Why Secrets Leak from Postman Collections
The most common way credentials leak from Postman is by being typed directly into a request's Auth tab, URL, or body as literal text, which then gets bundled into every collection export, Git-synced workspace, or shared link. Because Postman collections are frequently exported as JSON for version control, documentation, or sharing with teammates, any literal secret embedded in a request travels with the file wherever it goes, including into public repositories if someone forgets to check.
Cricket analogy: Writing a locker room's alarm code directly on the printed team sheet handed to every journalist is like typing a real API key straight into a request — it travels with the document to everyone who gets a copy.
Variable Scopes and the Secret Type
Postman offers global, collection, environment, and local variable scopes, and since 2023 also a dedicated 'secret' variable type (in addition to 'default') that masks the value in the UI with dots and excludes it from collection sync exports and the Postman API by default. Storing a real token as a secret-typed environment variable and referencing it as {{access_token}} in the Auth tab means the request itself only ever contains a placeholder, not the live value.

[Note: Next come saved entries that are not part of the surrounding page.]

PR #1987, opened 2021-11-26
Add some integration tests for the matcher/merger as a single unit

alexwlchan:
The next step towards wellcomecollection/platform#5375

The actual bug in that ticket is quite subtle and difficult to reproduce without a working matcher+merger setup – you have to send the messages from the matcher in the right order, and then those unusual messages cause the merger to do the wrong thing. It's more a bug in the inter-app messaging than in either app.

This patch converts all the merger scenario tests into full-blown matcher/merger integration tests. It creates an instance of both apps, connects a matcher -> merger queue, and then sends works to the matcher queue. The tests check to see if the merger created the right works at the end. It's testing the matcher/merger as a single unit, not as distinct applications. It also gives me a test harness I can use to reproduce the bug in wellcomecollection/platform#5375.

This patch only converts the existing tests (of which there were many) – I'll do a separate patch which adds a new test to illustrates the current problem.


pipeline/merger/src/test/scala/weco/pipeline/merger/MergerIntegrationTest.scala
```diff
@@ -299,89 +373,66 @@ class MergerScenarioTest
...
+      context
         .getMerged(teiWork)
         .data
         .otherIdentifiers should contain allElementsOf digitalSierra.data.otherIdentifiers
         .filter(_.identifierType == IdentifierType.SierraIdentifier)
     }
+  }
 
-    Scenario("A Tei with internal works and a Calm are merged") {
-      Given("a Tei and a Calm record")
```
alexwlchan, line 355: There's nothing in the TEI transformer to set up this relationship (instead, it goes via Sierra b numbers), so I removed this test.

alexwlchan:
The heavy lifting happens in `IntegrationTestHelpers`, which contains all the setup logic and syntax sugar for the tests. Each test is wrapped in a `withContext { … }` fixture, so the Given/When/Then/And all line up as they do in the current tests.

A lot of it is ported or adapted from the existing tests; they're pretty readable and I didn't want to make unnecessary changes.

jamieparkinson (approved):
This is fantastic, and it sets us up very nicely for the kind of refactors we've discussed which might shift responsibilities around between the matcher and merger

PR #2403, opened 2023-08-02
Fix the lookup of bib IDs on order records

alexwlchan:
On order records, the linked bibs are supplied as a list of URLs to the resources in the Sierra API, and not a list of individual bib numbers. This patch updates the reader to extract the bib IDs from the URLs, which should fix the issue where order records aren't being linked correctly.

For https://github.com/wellcomecollection/platform/issues/5709

I've already deployed this change and I'm refetching all the order records right now.


paul-butcher (approved):
🔨

PR #2405, opened 2023-08-02
override Miro licences with METS

paul-butcher:
This is a solution to https://github.com/wellcomecollection/wellcomecollection.org/issues/10074 and  https://github.com/wellcomecollection/catalogue-pipeline/issues/2404  (will require a reindex)

This now works by modifying the image data, rather than just the query/aggregation stuff.


jamieparkinson:
I might just be completely braindead, but is there a reason this logic doesn't belong in the merger?

paul-butcher:
This resolves the superficial issue whereby the fields serving filters and aggregations are different.  That causes the result count after filtering to be different to the expected result count shown beside the filter option, and for the filter option to be duplicated with a different count when applied.

The main reason I put it here is because this is where the problem currently arises.  We copy the source licences into the image's source aggregation without considering that this does not match the image's queryable licence value.

This fixes that point - the queryable licence value and the aggregatable licence value now match.

Another reason I put it here is because there is something much deeper going on which I do not understand. There are a lot of mismatches between the licences, including some very incompatible ones (CC0 + In Copyright).  I'm more comfortable with searching and filtering returning some items whose licence does not match the filter, than I am with "correcting" the item and finding that it now has the wrong licence.

It is absolutely incorrect that we have records that are both CC0 and In Copyright, so something is definitely screwy upstream of the ingestor, and I suspect it's in the source data.  That can be investigated under https://github.com/wellcomecollection/catalogue-pipeline/issues/2404.

jamieparkinson (approved):
Very nice - might suggest adding a test case in `MergerIntegrationTest` for documentation purposes?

Cricket analogy: Marking a variable as 'secret' is like a scorer keeping the actual locker combination in a sealed envelope in the pavilion office, while the public scoreboard only ever displays a placeholder like 'ACCESS GRANTED'.
// Environment variable configuration in Postman
Variable: access_token
Type: secret
Initial: (leave blank or use a placeholder)
Current: eyJhbGciOiJIUzI1NiIsInR5cCI6IkpXVCJ9...
// Referenced in the Auth tab as:
// Bearer Token: {{access_token}}Sharing, Syncing, and Rotating Secrets Across a Team
When a workspace is synced to Postman's cloud or shared with teammates, secret-typed variable values are stored separately from the collection/environment definition and are not included when a collection is exported to JSON or forked, which prevents them from accidentally ending up in a Git repository if you version-control your exports. For team-wide secret distribution, Postman Vault (a local, encrypted secret store) or integrations with external secret managers let each team member resolve the same {{variable}} reference to their own locally stored value, so no one has to paste a shared password into the cloud workspace at all.
Cricket analogy: Postman Vault resolving the same variable to a different local value per teammate is like each broadcaster having their own personal accreditation number that all map to the same seat assignment, without anyone sharing a single universal pass.
Postman also supports a pre-request script pattern where you fetch a fresh token from a secrets manager or auth server at runtime and set it with pm.collectionVariables.set('access_token', token), keeping the real value out of any stored variable entirely between runs.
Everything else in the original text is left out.